Problem >>
Exactly the lines from the top of the records below through the one containing "### Concept" must be set down, with no line added or dropped.

Data to examine >>
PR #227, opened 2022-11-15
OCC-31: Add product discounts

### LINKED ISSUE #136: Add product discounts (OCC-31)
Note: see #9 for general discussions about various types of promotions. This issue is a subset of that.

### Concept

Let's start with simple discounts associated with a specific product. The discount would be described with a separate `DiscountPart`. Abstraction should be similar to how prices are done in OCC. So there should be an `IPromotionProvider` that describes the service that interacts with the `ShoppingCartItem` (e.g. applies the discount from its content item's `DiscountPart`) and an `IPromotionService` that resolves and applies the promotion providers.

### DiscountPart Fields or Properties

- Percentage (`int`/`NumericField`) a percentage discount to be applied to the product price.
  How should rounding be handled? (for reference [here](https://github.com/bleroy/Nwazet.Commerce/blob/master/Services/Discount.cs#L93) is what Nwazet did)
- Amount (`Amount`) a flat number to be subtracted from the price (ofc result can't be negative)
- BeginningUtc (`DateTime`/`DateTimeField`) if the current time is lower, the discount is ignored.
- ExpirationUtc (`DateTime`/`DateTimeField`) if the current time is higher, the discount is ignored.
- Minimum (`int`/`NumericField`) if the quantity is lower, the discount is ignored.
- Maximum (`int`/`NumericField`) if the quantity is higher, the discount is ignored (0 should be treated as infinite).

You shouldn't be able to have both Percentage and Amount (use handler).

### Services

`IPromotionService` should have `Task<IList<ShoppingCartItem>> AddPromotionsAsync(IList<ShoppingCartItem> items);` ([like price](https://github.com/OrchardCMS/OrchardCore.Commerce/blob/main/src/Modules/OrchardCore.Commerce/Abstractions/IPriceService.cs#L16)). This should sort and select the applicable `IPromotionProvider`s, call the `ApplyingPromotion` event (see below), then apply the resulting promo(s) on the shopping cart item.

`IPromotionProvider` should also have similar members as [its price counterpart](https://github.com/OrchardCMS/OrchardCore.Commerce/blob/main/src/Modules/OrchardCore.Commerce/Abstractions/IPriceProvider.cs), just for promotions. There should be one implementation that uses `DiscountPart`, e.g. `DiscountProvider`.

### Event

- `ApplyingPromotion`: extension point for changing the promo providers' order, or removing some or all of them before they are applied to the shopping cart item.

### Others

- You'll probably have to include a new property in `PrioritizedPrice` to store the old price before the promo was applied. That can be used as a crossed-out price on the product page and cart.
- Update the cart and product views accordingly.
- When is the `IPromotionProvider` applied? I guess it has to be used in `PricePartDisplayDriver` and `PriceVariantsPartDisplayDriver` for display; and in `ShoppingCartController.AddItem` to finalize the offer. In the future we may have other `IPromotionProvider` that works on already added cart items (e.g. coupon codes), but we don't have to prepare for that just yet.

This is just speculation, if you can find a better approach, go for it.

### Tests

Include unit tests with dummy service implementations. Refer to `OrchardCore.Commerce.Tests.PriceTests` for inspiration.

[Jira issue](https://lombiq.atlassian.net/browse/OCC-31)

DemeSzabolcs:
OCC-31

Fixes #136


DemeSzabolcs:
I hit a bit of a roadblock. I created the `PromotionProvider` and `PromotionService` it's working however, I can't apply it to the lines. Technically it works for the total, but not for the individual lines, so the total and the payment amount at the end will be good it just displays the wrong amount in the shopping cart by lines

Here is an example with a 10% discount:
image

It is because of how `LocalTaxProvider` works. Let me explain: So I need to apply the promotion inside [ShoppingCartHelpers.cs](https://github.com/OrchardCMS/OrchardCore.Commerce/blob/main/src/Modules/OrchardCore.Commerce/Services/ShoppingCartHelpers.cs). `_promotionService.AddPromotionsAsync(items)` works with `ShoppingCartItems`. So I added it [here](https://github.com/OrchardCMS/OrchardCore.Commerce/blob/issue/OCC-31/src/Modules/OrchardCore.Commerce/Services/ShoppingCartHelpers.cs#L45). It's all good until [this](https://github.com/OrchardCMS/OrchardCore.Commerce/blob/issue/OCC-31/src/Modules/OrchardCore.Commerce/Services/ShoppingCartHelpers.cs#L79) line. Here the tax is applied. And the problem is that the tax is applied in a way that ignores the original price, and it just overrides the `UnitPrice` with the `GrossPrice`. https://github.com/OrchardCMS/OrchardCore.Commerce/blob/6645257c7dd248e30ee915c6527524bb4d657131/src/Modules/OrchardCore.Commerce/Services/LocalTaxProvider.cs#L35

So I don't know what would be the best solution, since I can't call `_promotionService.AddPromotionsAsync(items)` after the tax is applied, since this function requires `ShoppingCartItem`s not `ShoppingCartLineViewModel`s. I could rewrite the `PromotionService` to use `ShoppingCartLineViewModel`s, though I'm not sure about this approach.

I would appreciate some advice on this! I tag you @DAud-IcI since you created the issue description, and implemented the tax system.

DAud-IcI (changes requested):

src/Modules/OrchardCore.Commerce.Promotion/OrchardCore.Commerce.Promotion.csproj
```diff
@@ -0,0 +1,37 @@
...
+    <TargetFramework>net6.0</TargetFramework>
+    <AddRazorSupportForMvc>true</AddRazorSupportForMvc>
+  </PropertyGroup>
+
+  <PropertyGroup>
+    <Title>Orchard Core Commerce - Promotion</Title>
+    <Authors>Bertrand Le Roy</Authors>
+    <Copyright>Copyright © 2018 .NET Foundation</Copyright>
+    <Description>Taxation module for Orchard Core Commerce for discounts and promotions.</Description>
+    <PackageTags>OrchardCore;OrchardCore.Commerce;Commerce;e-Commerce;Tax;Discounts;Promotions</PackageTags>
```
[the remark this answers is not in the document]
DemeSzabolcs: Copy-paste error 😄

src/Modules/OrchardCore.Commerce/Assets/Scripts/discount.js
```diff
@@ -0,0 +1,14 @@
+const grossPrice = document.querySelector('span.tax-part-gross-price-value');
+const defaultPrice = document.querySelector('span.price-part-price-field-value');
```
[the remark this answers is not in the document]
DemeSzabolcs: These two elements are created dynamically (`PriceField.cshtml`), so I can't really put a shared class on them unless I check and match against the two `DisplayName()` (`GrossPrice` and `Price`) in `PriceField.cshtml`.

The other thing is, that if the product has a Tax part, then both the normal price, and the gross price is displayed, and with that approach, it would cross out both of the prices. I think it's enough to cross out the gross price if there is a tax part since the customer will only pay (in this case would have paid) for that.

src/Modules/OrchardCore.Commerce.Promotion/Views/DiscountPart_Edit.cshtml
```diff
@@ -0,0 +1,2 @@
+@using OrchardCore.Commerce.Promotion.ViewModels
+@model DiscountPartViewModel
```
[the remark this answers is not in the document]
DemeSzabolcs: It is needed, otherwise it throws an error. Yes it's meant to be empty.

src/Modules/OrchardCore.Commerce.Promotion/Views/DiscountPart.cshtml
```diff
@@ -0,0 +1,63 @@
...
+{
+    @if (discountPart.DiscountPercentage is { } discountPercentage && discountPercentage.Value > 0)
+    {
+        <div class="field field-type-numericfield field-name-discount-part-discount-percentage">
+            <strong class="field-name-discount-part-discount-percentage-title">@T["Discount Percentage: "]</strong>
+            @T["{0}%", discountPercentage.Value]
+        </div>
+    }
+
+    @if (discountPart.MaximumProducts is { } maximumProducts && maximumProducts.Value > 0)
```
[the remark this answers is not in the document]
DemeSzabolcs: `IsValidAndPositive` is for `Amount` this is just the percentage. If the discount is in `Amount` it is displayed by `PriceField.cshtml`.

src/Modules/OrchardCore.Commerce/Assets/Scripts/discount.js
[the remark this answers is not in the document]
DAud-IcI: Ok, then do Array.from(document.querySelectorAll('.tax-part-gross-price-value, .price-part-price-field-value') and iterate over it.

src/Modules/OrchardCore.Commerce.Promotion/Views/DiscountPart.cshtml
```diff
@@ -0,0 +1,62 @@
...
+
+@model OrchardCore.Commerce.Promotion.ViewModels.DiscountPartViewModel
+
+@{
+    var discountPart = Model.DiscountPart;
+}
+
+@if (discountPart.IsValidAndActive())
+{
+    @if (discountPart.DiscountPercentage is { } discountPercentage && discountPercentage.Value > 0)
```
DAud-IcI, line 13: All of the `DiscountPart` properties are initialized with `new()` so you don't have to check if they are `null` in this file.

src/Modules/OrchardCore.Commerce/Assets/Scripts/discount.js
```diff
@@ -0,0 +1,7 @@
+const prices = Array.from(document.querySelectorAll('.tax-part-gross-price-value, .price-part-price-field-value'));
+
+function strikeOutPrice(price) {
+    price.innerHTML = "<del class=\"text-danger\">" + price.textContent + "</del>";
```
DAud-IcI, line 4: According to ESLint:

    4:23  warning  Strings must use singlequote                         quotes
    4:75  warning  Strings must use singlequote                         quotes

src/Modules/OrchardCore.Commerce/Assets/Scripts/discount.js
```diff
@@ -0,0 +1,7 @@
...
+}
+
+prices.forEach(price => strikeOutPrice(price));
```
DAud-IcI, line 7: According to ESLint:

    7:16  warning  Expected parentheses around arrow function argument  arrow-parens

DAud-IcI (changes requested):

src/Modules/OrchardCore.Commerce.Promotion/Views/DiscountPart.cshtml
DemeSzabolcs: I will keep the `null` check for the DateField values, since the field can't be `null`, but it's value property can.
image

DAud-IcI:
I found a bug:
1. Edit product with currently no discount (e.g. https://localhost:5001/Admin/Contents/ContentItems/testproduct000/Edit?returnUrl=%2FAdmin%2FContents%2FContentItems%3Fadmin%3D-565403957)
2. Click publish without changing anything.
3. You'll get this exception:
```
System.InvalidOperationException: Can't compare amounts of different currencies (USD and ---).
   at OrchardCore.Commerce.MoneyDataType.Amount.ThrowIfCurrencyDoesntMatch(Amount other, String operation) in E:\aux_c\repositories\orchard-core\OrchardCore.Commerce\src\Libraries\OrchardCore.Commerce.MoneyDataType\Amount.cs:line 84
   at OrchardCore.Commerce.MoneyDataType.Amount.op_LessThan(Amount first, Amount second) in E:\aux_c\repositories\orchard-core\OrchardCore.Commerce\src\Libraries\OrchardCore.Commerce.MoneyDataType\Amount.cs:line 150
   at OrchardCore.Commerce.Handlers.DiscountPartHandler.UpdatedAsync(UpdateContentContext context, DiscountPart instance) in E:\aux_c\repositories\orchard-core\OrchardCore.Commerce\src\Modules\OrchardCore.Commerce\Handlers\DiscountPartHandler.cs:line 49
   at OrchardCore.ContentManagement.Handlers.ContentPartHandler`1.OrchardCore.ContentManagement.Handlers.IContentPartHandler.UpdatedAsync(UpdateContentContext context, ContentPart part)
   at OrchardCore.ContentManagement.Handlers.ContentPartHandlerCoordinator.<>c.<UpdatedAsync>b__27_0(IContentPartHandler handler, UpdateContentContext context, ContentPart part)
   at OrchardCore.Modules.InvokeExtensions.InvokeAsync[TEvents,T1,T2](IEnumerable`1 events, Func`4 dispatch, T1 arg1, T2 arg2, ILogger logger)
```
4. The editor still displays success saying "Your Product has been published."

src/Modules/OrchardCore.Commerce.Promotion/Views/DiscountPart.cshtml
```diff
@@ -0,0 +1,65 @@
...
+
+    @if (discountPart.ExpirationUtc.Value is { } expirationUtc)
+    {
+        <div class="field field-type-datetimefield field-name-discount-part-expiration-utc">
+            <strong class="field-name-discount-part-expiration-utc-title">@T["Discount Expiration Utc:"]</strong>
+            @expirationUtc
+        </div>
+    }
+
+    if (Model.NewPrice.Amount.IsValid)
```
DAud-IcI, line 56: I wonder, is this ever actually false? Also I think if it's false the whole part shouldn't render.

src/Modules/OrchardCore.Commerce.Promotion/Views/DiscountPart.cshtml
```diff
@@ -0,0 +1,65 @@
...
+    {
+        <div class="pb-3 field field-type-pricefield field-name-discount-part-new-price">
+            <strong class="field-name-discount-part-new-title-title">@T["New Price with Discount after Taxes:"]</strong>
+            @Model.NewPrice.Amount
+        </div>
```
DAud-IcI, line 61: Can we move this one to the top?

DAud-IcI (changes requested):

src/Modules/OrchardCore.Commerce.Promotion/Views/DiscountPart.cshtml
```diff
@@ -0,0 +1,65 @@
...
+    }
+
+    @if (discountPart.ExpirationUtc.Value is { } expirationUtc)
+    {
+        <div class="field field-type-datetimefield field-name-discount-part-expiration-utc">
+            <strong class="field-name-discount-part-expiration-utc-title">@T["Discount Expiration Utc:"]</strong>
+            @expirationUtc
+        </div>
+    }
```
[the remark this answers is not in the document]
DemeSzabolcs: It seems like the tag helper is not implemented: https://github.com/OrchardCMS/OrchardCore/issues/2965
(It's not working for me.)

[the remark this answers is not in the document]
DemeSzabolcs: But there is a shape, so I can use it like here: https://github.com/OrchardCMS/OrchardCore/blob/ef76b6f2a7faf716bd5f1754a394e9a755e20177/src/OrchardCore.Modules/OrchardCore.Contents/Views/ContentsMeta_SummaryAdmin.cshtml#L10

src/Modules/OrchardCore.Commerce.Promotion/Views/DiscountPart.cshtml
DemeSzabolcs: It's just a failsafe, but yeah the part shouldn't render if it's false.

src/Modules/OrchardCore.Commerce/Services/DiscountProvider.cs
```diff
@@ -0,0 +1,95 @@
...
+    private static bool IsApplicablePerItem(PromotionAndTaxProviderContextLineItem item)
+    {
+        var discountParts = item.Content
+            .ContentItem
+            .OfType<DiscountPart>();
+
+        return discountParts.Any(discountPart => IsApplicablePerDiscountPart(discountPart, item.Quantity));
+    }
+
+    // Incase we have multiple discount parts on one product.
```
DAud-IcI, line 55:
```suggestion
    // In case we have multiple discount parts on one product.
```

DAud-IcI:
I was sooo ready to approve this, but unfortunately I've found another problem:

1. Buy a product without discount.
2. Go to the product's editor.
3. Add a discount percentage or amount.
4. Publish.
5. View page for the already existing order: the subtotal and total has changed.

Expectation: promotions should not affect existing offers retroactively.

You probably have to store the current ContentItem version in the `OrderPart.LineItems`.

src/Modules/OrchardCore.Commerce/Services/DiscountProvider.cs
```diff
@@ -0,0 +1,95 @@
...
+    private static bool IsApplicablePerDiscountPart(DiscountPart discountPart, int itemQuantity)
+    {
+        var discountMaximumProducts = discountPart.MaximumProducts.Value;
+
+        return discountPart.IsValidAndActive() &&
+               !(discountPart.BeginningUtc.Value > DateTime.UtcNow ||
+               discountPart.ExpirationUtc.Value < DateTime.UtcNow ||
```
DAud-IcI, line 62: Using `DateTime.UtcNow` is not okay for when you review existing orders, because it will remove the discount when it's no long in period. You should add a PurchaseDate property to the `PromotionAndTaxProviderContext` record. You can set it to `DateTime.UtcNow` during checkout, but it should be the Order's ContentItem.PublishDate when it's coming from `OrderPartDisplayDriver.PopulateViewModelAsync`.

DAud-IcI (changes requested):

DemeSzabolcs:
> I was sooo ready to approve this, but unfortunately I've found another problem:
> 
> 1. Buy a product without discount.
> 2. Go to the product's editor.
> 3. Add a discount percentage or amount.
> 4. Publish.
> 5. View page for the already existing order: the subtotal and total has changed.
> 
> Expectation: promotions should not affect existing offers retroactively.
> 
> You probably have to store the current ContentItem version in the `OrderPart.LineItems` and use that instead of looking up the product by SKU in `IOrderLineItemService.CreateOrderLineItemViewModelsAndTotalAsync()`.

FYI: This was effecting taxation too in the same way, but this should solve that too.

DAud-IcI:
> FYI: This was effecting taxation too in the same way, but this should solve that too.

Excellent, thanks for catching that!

Result for this task >>
PR #227, opened 2022-11-15
OCC-31: Add product discounts

### LINKED ISSUE #136: Add product discounts (OCC-31)
Note: see #9 for general discussions about various types of promotions. This issue is a subset of that.

### Concept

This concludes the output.